Спустя четыре минуты Пол широким шагом уже шел через кусты, и Мирабел сообразила, что он, видимо, позаимствовал машину у Марти. Лаборатория находилась в двадцати минутах ходьбы, и Пол никогда не ездил туда на автомобиле.
Он обнаружил, что Мирабел невозмутимо держит оборону на кухне, беседуя о самых общих вещах и расставляя кофейные чашки. У двери, преграждая путь в основную часть дома, стояли двое охранников, а к месту событий уже подтянулся еще с десяток журналистов.
— Как вам известно, вчера Полу исполнилось тридцать, и на праздновании дня рождения он сделал заявление. Большинство гостей были его ближайшими друзьями, — говорила Мирабел, когда вошел Пол.
Он закусил губу. Утром ему довелось прослушать кое-какие новости, и сейчас он видел, что Мирабел цитирует их практически слово в слово.
— А вот и я, — заявил он о своем присутствии. Журналисты все как один повернулись, повскакали с мест и бросились к нему. Пол спокойно подошел к Мирабел, встал рядом и, ласково чмокнув ее в щеку, обнял за талию.
— Вы что, ребята, запугиваете мою жену? — бодро спросил он.
— Нет, нет!
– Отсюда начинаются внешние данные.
PR #279, opened 2022-09-13
Update UPI Version 

pradithya:
**What this PR does / why we need it**:

Update caraml-upi-protos version to >= 0.3.1 . This version includes the protocol update mainly adding the concept of Table in upi payload.

### Changes 

1. Pin caraml-upi-protos version in merlin-sdk to >= 0.3.1
2. Update pyfunc-server tests to use the latest protocol
3. Update merlin-sdk pyfunc upi integration test to use the latest protocol

**Does this PR introduce a user-facing change?**:

```release-note
NONE
```

**Checklist**

- [X] Added unit test, integration, and/or e2e tests
- [X] Tested locally
- [N.A.] Updated documentation
- [N.A.] Update Swagger spec if the PR introduce API changes
- [N.A.] Regenerated Golang and Python client if the PR introduce API changes

PR #280, opened 2022-09-14
Pyfunc upi multiprocessing

pradithya:

Add ability to run multiprocessed UPI/gRPC server. The implementation is largely similar to https://github.com/grpc/grpc/tree/master/examples/python/multiprocessing which leverage `SO_REUSEPORT` . The idea is to spawn several process of UPI server and bind to same {interface,port} which is allowed when `SO_REUSEPORT` is set to 1. In this case, load balancing is handled by kernel of the underlying OS. There is caveat though, as load balancing become OS-dependent. For example, load balancing is not working in MacOS but it's working fine using the pyfunc docker image. 

To control the number of workers, user can set env var `WORKERS` (similar to http server), in addition to that, user can also specify number of thread per worker using `GRPC_CONCURRENCY`.

## Load test result

I did loadtests to check how multiprocess improves service throughput. The model has 1 replica with 2 CPU and it only echo-ing back request to the client. 
Command to invoke the load test is. 
```
./ghz pyfunc-multiproc.integration-test:8080 --insecure --call=caraml.upi.v1.UniversalPredictionService/PredictValues -d '{}' --duration=30s  --connections=8
```
Following is the result for 4 workers vs 1 worker.  In summary, having more worker improves the throughput considerably (almost 2x in this case). 

With 4 workers:
```
Summary:
  Count:        125347
  Total:        30.00 s
  Slowest:      66.77 ms
  Fastest:      0.99 ms
  Average:      11.76 ms
  Requests/sec: 4178.24
```

With 1 worker:
```
Summary:
  Count:        54979
  Total:        30.00 s
  Slowest:      78.13 ms
  Fastest:      1.80 ms
  Average:      27.11 ms
  Requests/sec: 1832.60
```

Note: this PR assume https://github.com/gojek/merlin/pull/279 is merged 

None

```release-note
Allow users to run multi-processed UPI server
```

**Checklist**

- [X] Tested locally
- [X] Updated documentation


python/pyfunc-server/pyfuncserver/protocol/upi/server.py
```diff
@@ -25,7 +26,28 @@ def __init__(self, model: PyFuncModel, config: Config):
...
+
+        self._run_server()
+
+    def _run_server(self):
+        """
+            Start a server in a subprocess.
+
+        """
+        options = self._config.grpc_options
+        options.append(('grpc.so_reuseport', 1))
```
tiopramayudi, line 47: what 1 represent for?

tiopramayudi:
The rest is LGTM

python/pyfunc-server/pyfuncserver/protocol/upi/server.py
pradithya: It's enable flag

tiopramayudi (approved):

PR #562, opened 2024-03-28
add support for observability for xgboost standard model

khorshuheng:
# Description

Currently, observability publisher cannot be deployed automatically for xgboost standard model because the current validator assumes that the support is only enabled on pyfuncv3 model. Since we update the Merlin logger to send prediction log, it is now possible to support xgboost standard model.

We will still need to check whether this will work for other types of standard model as well. But for the time being, we will enable this only for xgboost.

# Modifications

# Tests

# Checklist
- [ ] Added PR label
- [ ] Tested locally
- [ ] Updated documentation

# Release Notes

```release-note

```

### DIFF
--- a/api/api/validator.go
+++ b/api/api/validator.go
@@ -2,7 +2,10 @@ package api
 
 import (
 	"context"
+	"errors"
 	"fmt"
+
+	"golang.org/x/exp/slices"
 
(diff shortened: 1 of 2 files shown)


ariefrahmansyah (approved):
lgtm!

PR #563, opened 2024-04-01
fix: add Merlin project as config to observation publisher

khorshuheng:
# Description

This PR addresses two bugs found in the observation publisher:
1. The model id config field in observation publisher is wrongly assumed to be in the form of (project)-(model id), instead of just (model id) . This affect the bigquery table write location for BigQuerySink, and arize model id for ArizeSink.
2. Prediction log from standard model does not contain the "columns" field, but this is not handled by the observation publisher.

# Modifications

- API service will now supply model project as an input to the deployer.
- Observation publisher will have a new config field, project. This is going to be passed to the observation sink as well.
- Observation publisher will now use the feature_orders field in inference schema when trying to construct the pandas dataframe from the prediction log, if the field value is non null

# Tests

# Checklist
- [ ] Added PR label
- [ ] Tested locally
- [ ] Updated documentation

# Release Notes

```release-note

```


python/observation-publisher/publisher/observation_sink.py
```diff
@@ -65,18 +67,20 @@ class ArizeSink(ObservationSink):
...
     def __init__(
         self,
+        project: str,
         inference_schema: InferenceSchema,
         model_id: str,
         model_version: str,
         arize_client: ArizeClient,
     ):
         """
+        :param project: Merlin project
```
ariefrahmansyah, line 77: nit: CaraML project

python/observation-publisher/publisher/observation_sink.py
```diff
@@ -275,10 +278,10 @@ def schema_fields(self) -> List[SchemaField]:
 
     @property
     def write_location(self) -> str:
```
ariefrahmansyah, line 280: nit: I think it would be nice to have Python docstring here explaining the generated write_location. At first, it might be confusing when user try to differentiate between CaraML project and BQ project.

python/observation-publisher/publisher/prediction_log_parser.py
```diff
@@ -20,8 +21,11 @@ class PredictionLogFeatureTable:
     def from_struct(
         cls, table_struct: Struct, inference_schema: InferenceSchema
     ) -> Self:
-        assert isinstance(table_struct["columns"], ListValue)
-        columns = list_value_as_string_list(table_struct["columns"])
+        if inference_schema.feature_orders is not None:
+            columns = inference_schema.feature_orders
+        else:
+            assert isinstance(table_struct["columns"], ListValue)
+            columns = list_value_as_string_list(table_struct["columns"])
```
ariefrahmansyah, line 28: Is there any scenario when both conditions true (inference_schema.feature_orders is not None and table_struct["columns"] is ListValue instance)? And when this happens, inference_schema.feature_orders will take precedence?

ariefrahmansyah (approved):
lgtm with nit comments. thanks, shu heng!

python/observation-publisher/publisher/prediction_log_parser.py
khorshuheng: For users who use PyfuncV3 model, `columns` are expected to be present, and is expected to be in the correct order. Hence, there is no need for the user to explicitly specify the feature orders. Specifying the feature orders is mandatory only for the case of standard model.

So it is possible for both condition to return True, though it shouldn't be in the normal workflow. If it does happen, i believe it's fine for feature_orders to take precedence

PR #564, opened 2024-04-01
feat: handle scenarios where there is no row id but only a single prediction row

khorshuheng:
# Description

In some cases, the user is not able to provide a meaningful row id, because there is only a single prediction row and session id alone will uniquely identify the prediction in this case.  We can handle this case by creating an array of row id with a single empty string element if there is only one prediction but row id is not defined.

# Modifications

# Tests

# Checklist
- [ ] Added PR label
- [ ] Tested locally
- [ ] Updated documentation

# Release Notes

```release-note

```

### DIFF
--- a/api/pkg/inference-logger/logger/mlobs_sink.go
+++ b/api/pkg/inference-logger/logger/mlobs_sink.go
@@ -80,6 +80,11 @@ func (m *MLObsSink) newPredictionLog(rawLogEntry *LogEntry) (*upiv1.PredictionLo
 	if err != nil {
 		return nil, err
 	}
+	// If there is only one prediction, session id alone is enough to for unique prediction id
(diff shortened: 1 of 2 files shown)


leonlnj:
where is rowId derived from? trying to understand why a single prediction row does not have rowId

khorshuheng:
> where is rowId derived from? trying to understand why a single prediction row does not have rowId

session id is unique per Merlin request, whereas row id should be unique per row. Ideally, the user should provide the value for both of them.

However, we have found that in the case of a single prediction row, it is far more convenient for the user to just provide the session_id. So this PR will simplify the user's configuration on standard transformer / custom service that calls Merlin.

leonlnj (approved):

PR #567, opened 2024-04-03
feat: add default sampling rate to mlobs logger

khorshuheng:
# Description

As of now, the mlobs logger logs every single message sent to the logger. As there is no good way at the moment to use different logger configuration for different model, tentatively, we will be adding a default sampling rate that will apply to all models that enable mlobs logger. 

# Modifications

Add a 2% sampling rate to mlobs sink.

# Tests

# Checklist
- [ ] Added PR label
- [ ] Tested locally
- [ ] Updated documentation

# Release Notes

```release-note

```


api/pkg/inference-logger/logger/mlobs_sink.go
```diff
@@ -6,6 +6,8 @@ import (
 	"errors"
 	"fmt"
 
+	"golang.org/x/exp/rand"
```
ariefrahmansyah, line 9: Why are you using `golang.org/x/exp/rand` instead of `math/rand` package? To my knowledge, the latter does not need to run `seed` first.

khorshuheng: No particular reason actually, i wasn't aware of the math/rand package. I will checkout the math/rand package,

api/pkg/inference-logger/logger/mlobs_sink.go
```diff
@@ -19,6 +20,10 @@ var (
 	ErrMalformedLogEntry = errors.New("malformed log entry")
 )
 
+const (
+	SamplingRate = 0.02
```
tiopramayudi, line 24: The default in pyfunc is 0.01

api/pkg/inference-logger/logger/mlobs_sink.go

Ничего подобного! — отозвался хор виноватых голосов.
Репортеры тут же забросали Пола вопросами, и Мирабел воспользовалась моментом, чтобы улизнуть и одеться. Когда она вернулась в кухню, там никого уже не было, включая и охранников. Слегка удивленная скоростью, с которой Полу удалось отделаться от пишущей и снимающей братии, она вышла из дома, и тут загадка сразу разрешилась.
Пол вовсе не избавился от журналистов. Все собрались за оградой на стоянке, сгрудившись вокруг необычного вида машины. Щелкали фотоаппараты, жужжали телекамеры, Пол что-то говорил, и репортеры слушали его, как завороженные.
Одолеваемая любопытством, Мирабел направилась к Полу и внимательно вгляделась в автомобиль, который снимали журналисты. Если кто-то собрался выиграть на такой машине, то она вообще ничего не понимает в гонках.
— Это наша первая полностью работающая модель, — объяснял Пол.
— И как давно вы ее разрабатываете? — поинтересовался кто-то, когда Пол замолчал.
— Идея зародилась, когда я учился в университете, — ответил Пол. — И еще до его окончания я создал исследовательскую группу.
— Черт, так это ж семь лет назад! — изумленно ахнул репортер. — И вы занимались этим все время, пока выступали в гонках?
— Совершенно верно.
— Этот последний прорыв и послужил причиной вашего ухода из команды?
Пол улыбнулся, глядя на Мирабел:
— Это было одной из причин.
13
— Проходите прямо к нему, Пол, — нервно сказала Этел. — Он о вас уже спрашивал.
Пол спокойно поздоровался с личной секретаршей деда и прошел в кабинет.
— Что все это значит, черт побери? — в ярости завопил Арчибалд, размахивая листком бумаги. Его физиономия побагровела, а брови сошлись на переносице, как мохнатые гусеницы в рукопашном бою.
Пол закрыл за собой дверь.
— Доброе утро, дед, — жизнерадостно поздоровался он. — Я вижу, ты получил письмо моего адвоката.
— Твоего адвоката! С каких это пор «Прескотт, Прескотт и Льюкк» стали твоими адвокатами?
— С тех пор как у Эйба возникли проблемы с…
— И что это означает, черт возьми? — продолжал бушевать Сам. Подняв бумагу, он яростно потряс ею в воздухе.
— Почему ты не попросил Эйба объяснить, если сам не понял? — Пол с ленивой грацией пересек кабинет и опустился в кресло. — Это означает ровно то, что там написано: тебе дается тридцать дней на то, чтобы перевести состояние моего отца на мое имя. Если нет, я начну против тебя судебное преследование.